PR #198, opened 2024-09-10
SGX middleware manager

amendelzon:
For easier reviewing, I've split this into two separate commits:
1st - for general renaming of artifacts into more Ledger-specific names
2nd - for the actual SGX manager implementation


italo-sampaio (approved):
LGTM!

PR #200, opened 2024-09-18
Removing compilation products from repository

amendelzon:


italo-sampaio (approved):
Looks good. Are these all in a `.gitignore` already? Might be worth double-checking just in case.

● **Aim of the exercise**
Would you mind copying all of the records exactly?

● **Answer for this exercise**
PR #198, opened 2024-09-10
SGX middleware manager

amendelzon:
For easier reviewing, I've split this into two separate commits:
1st - for general renaming of artifacts into more Ledger-specific names
2nd - for the actual SGX manager implementation


italo-sampaio (approved):
LGTM!

PR #200, opened 2024-09-18
Removing compilation products from repository

amendelzon:


italo-sampaio (approved):
Looks good. Are these all in a `.gitignore` already? Might be worth double-checking just in case.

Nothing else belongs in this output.